Text Analytics: A Spectrum of Enrichment Techniques
For cognitive search to work, you need text analytics, which is why it’s a key component of the Attivio Cognitive Search Platform. There is a range of capabilities within text analytics to understand, so I thought I’d take you through them and explain how they work.
From Directed to Discovery
Text analytics is the process of extracting valuable information from text-based content - or unstructured content - for business purposes. It seems simple, but it’s far from it.
You can direct your text analytics. When directed, you know what you want, you simply need a tool to extract the information. For example, you have a list of product names or stock tickers, and you want to get information on these from external media sites.
In other cases, you don’t know what you want. You need the system to tell you something interesting about the content. In this discovery mode, you look to text analytics to surface insights you might not be aware of.
From directed to discovery, there are many types of text analytics capabilities you can leverage. You can see these in the diagram above, so let’s take a look at each one.
Taxonomies/Ontologies: Attivio maintains a number of taxonomies for different verticals, but you may also maintain your own lists that you follow. Products produced, industries followed - these are examples of vertical taxonomies you might current maintain. Attivio can pull your taxonomies into the solution in different formats and use them to drive capabilities such as auto tagging or synonyms.
Dictionaries: Dictionaries are a list of common things, such as vendor names, product names, error codes. In this case, you want the system to tag both in place and extract the information as metadata. Attivio has a full system designed to allow business users to manage their dictionaries, as well as approve and publish them into the live environment. We have the infrastructure on the backend to process your content with these dictionaries.

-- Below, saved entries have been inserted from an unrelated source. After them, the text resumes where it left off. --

PR #4470, opened 2020-03-09
Enable OAP gRPC SSL transportation

hanahmily:
Porting to OpenSSL to enable SSL transportation. The server private
key is in the format of PCKS#8, certificates is x509 though.


docs/en/setup/backend/grpc-ssl.md
```diff
@@ -0,0 +1,33 @@
+#Support gRPC SSL transportation for OAP server
```
kezhenxu94:
```suggestion
# Support gRPC SSL transportation for OAP server
```

docs/en/setup/backend/grpc-ssl.md
```diff
@@ -0,0 +1,33 @@
...
+
+For OAP communication we are currently using gRPC, a multi-platform RPC framework that uses protocol buffers for
+message serialization. The nice part about gRPC is that it promotes the use of SSL/TLS to authenticate and encrypt
+exchanges. Now OAP support to enable SSL transportation for gRPC receivers.
```
kezhenxu94:
```suggestion
exchanges. Now OAP supports to enable SSL transportation for gRPC receivers.
```

docs/en/setup/backend/grpc-ssl.md
kezhenxu94: without space, the header style is not correctly rendered

wu-sheng:
Please add the ssl into auth test case, single group, e2e

wu-sheng:
@hanahmily This is the agent side TLS doc for you, https://github.com/apache/skywalking/blob/master/docs/en/setup/service-agent/java-agent/TLS.md

hanahmily:
> 1. Only `ReceiverGRPCHandlerRegister` should support only server-side receiver. You could read the codes, only it has the `#addFilter` for `AuthenticationInterceptor`.

Don't get your point.`ReceiverGRPCHandlerRegister` intends to add `interceptor` or `service` to `NettyServerBuilder` by invoking its `addService` method. But SSL should invoke `NettyServerBuilder#sslContext`. I don't find any link between them. Do I miss something? feel free to correct me.

> 2. If we talk about the core module, you have to implement the client side TLS inside `GRPCRemoteClient`, in oder to make sure it matches the core configuration. And this TLS should be used for internal only.

make sense. I should enable client ssl at the same time. There's also a scenario for `sharing-server`, if we want to enable external SSL and disable internal SSL, client ssl needs to read config from `sharing-server` instead of `core`, right?

wu-sheng:
SSL for outside only could active when sharing server activated. Am I right? 
I don't think we should make the internal SSL CA as same as OAP internal. WDYT?

docs/en/setup/backend/grpc-ssl.md
```diff
@@ -0,0 +1,32 @@
...
+## Config OAP server 
+
+You can enable gRPC SSL by add following lines to `application.yml/core/default`.
+```json
+gRPCSslEnabled: true
+gRPCSslKeyPath: /path/to/server-key.pem
+gRPCSslCertChainPath: /path/to/server.crt
+```
+
+If you port to java agent, refer to [TLS.md](../service-agent/java-agent/TLS.md) to config java agent to enable TLS.
```
wu-sheng: This linked file should be updated too, to keep consistently

hanahmily:
> SSL for outside only could active when sharing server activated. Am I right?

right

> I don't think we should make the internal SSL CA as same as OAP internal. WDYT?

No. SSL becomes more widely accepted. We should support it both internally and externally.

hanahmily:
@wu-sheng e2e test case is added and passed. now I think we can merge it.

oap-server/server-core/src/main/java/org/apache/skywalking/oap/server/core/remote/client/RemoteClientManager.java
```diff
@@ -55,21 +59,29 @@
...
      * Initial the manager for all remote communication clients.
-     *
-     * @param moduleDefineHolder for looking up other modules
+     *  @param moduleDefineHolder for looking up other modules
      * @param remoteTimeout      for cluster internal communication, in second unit.
+     * @param grpcSslEnabled true: enable SSL between clusters, false: plain gRPC between the cluster.
+     * @param grpcSslTrustCAPath trust certificate authorities file path.
      */
-    public RemoteClientManager(ModuleDefineHolder moduleDefineHolder, int remoteTimeout) {
+    public RemoteClientManager(ModuleDefineHolder moduleDefineHolder,
```
wu-sheng: Could you make the core style consistently. `GRPCRemoteClient` client use two constructors for ssl ON/OFF, here using a boolean and empty/null string.

oap-server/server-core/src/main/java/org/apache/skywalking/oap/server/core/remote/client/GRPCRemoteClient.java
```diff
@@ -99,7 +110,7 @@ GRPCClient getClient() {
         if (Objects.isNull(client)) {
             synchronized (GRPCRemoteClient.class) {
                 if (Objects.isNull(client)) {
-                    this.client = new GRPCClient(address.getHost(), address.getPort());
+                    this.client = new GRPCClient(address.getHost(), address.getPort(), sslContext);
```
wu-sheng: A similar code style inconsistent here, using `sslContext==null` represents no SSL.

oap-server/server-receiver-plugin/skywalking-sharing-server-plugin/src/main/java/org/apache/skywalking/oap/server/receiver/sharing/server/SharingServerModuleProvider.java
```diff
@@ -80,6 +81,15 @@ public void prepare() {
         if (config.getGRPCPort() != 0) {
             grpcServer = new GRPCServer(Strings.isBlank(config.getGRPCHost()) ? "0.0.0.0" : config.getGRPCHost(), config
```
wu-sheng: I think you miss the deletion of this?

test/e2e/e2e-ssl/e2e-ssl.iml
```diff
@@ -0,0 +1,120 @@
+<?xml version="1.0" encoding="UTF-8"?>
```
wu-sheng: I think this should not be uploaded? Why git ignore is not working for this?

test/e2e/e2e-ssl/src/docker/certs/server-key.pem
```diff
@@ -0,0 +1,28 @@
+-----BEGIN PRIVATE KEY-----
```
wu-sheng: Are these cert files alway valid? No expired time?

oap-server/server-core/src/main/java/org/apache/skywalking/oap/server/core/remote/client/RemoteClientManager.java
hanahmily: done. keep all parameter list the same way.

oap-server/server-receiver-plugin/skywalking-sharing-server-plugin/src/main/java/org/apache/skywalking/oap/server/receiver/sharing/server/SharingServerModuleProvider.java
hanahmily: removed it.

test/e2e/e2e-ssl/e2e-ssl.iml
hanahmily: deleted it.

test/e2e/e2e-ssl/src/docker/certs/server-key.pem
hanahmily: 2 years. Is it enough?

wu-sheng: My point is, this is for test. Could we set it forever? Or let's say 100 years?

wu-sheng:
You need to fix CI

test/e2e/e2e-ssl/src/docker/certs/server-key.pem
hanahmily: Now we get the  100 years/ century certificates.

Patterns: Patterns are similar to dictionaries, but not quite as well defined. You use patterns when you don’t know or can’t enumerate all the possible values, but you know there’s a standard pattern. Good examples here include credit card numbers, social security numbers, phone numbers, and part numbers. Attivio’s pattern-based entity extraction can even understand complex patterns like US addresses.
Machine Learning: You apply machine learning (ML) to classify content. Using ML, you can train the system to understand the difference between content, such as the difference between a 10k and a 10Q earning report, or between a product brief and a product requirements document.
Sentiment analysis: Sentiment helps you understand if your content is positive or negative about a topic. Entity sentiment goes deeper to help you understand sentiment down to the entity itself. I love my iPhone, but I hate my carrier - two different entities, two different sentiments. Attivio can tell the difference between the two and perform analytics across them.
Statistical Entity Extraction: Heading deeper into discovery on the text analytics spectrum, statistical entity extraction (SEE) helps you pull out entities you don’t have a pattern for. Maybe you want to find the next Facebook that was just started in a garage. SEE looks at the context around terms inside text and marks them up as being a company, a person, or a location.
Language Model-based Key Phrase Analysis: The last one, at the far right of the spectrum, helps you look for statistically improbable phrases. In this case, we’re looking for things that stand out as unique or interesting in the text. Use it for trend analysis or spotting outliers.
Which Capability Should You Use?
There is no one type of text analytics capabilities you need. All kinds of companies use all of the text analytics capabilities listed above. Most will start with 3-4 types and add more over time. The good thing about the Attivio Platform is that you can extend and customize it to meet your needs.